Exercise aim: Report each line of the data below in which "scalar" appears.

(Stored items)
PR #1584, opened 2022-05-16
Tweak `extract_point` preprocessor: explain what it returns if one point coord outside cube and add explicit test 

valeriupredoi:
## Description

I panicked a little bit while reviewing one of @sloosvel 's PRs dealing with yet another extraction scenario since I thought the extraction process can do extrapolation on top of the known interpolation and we'd end up extracting a point in Italy when the cube only contains Nigeria, in which case data would be absolutely bonkers. It proves out that in that case the code don't fail, but returns fully masked data of the extracted point cube - good - but this is mentioned nowhere! So here it is, mentioned here, and added a test for good measure - even though there was a test for outside points extraction, this one checks specifically for the mask to be full.

***

***

### DIFF
--- a/doc/recipe/preprocessor.rst
+++ b/doc/recipe/preprocessor.rst
@@ -1654,6 +1654,11 @@ match the respective latitude and longitude coordinate to those of the
 input coordinates. If the input coordinate is a scalar, the dimension
 will be missing in the output cube (that is, it will be a scalar).
 
+If the point to be extracted has at least one of the coordinate point
+values outside the interval of the cube's same coordinate values, then
+no extrapolation will be performed, and the resulting extracted cube
+will have fully masked data.
+
 Parameters:
   * ``cube``: the input dataset cube.
   * ``latitude``, ``longitude``: coordinates (as floating point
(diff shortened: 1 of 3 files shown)


schlunma:
Yeah, the extrapolation options are hidden here:

https://github.com/ESMValGroup/ESMValCore/blob/b087bf37e727fbcb5a5d71bb93f014fa066c22f6/esmvalcore/preprocessor/_regrid.py#L56-L59

It might make sense at some point to allow custom kwargs for these, just like we did for `regrid` in https://github.com/ESMValGroup/ESMValCore/pull/1448. Sometimes it makes indeed sense to allow extrapolation. But this can be done in another PR, maybe open an issue?

valeriupredoi:
I'd steer clear from that, Manu, or add a big Hazard sign - extrapolation can easily be misused by the user and their results could be absolutely mental, but valid numbers, and even not 1e20's - actual regular Joe data. At any rate, we can talk about that more in an issue, what you think of this PR for now?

Task solution:
 input coordinates. If the input coordinate is a scalar, the dimension
 will be missing in the output cube (that is, it will be a scalar).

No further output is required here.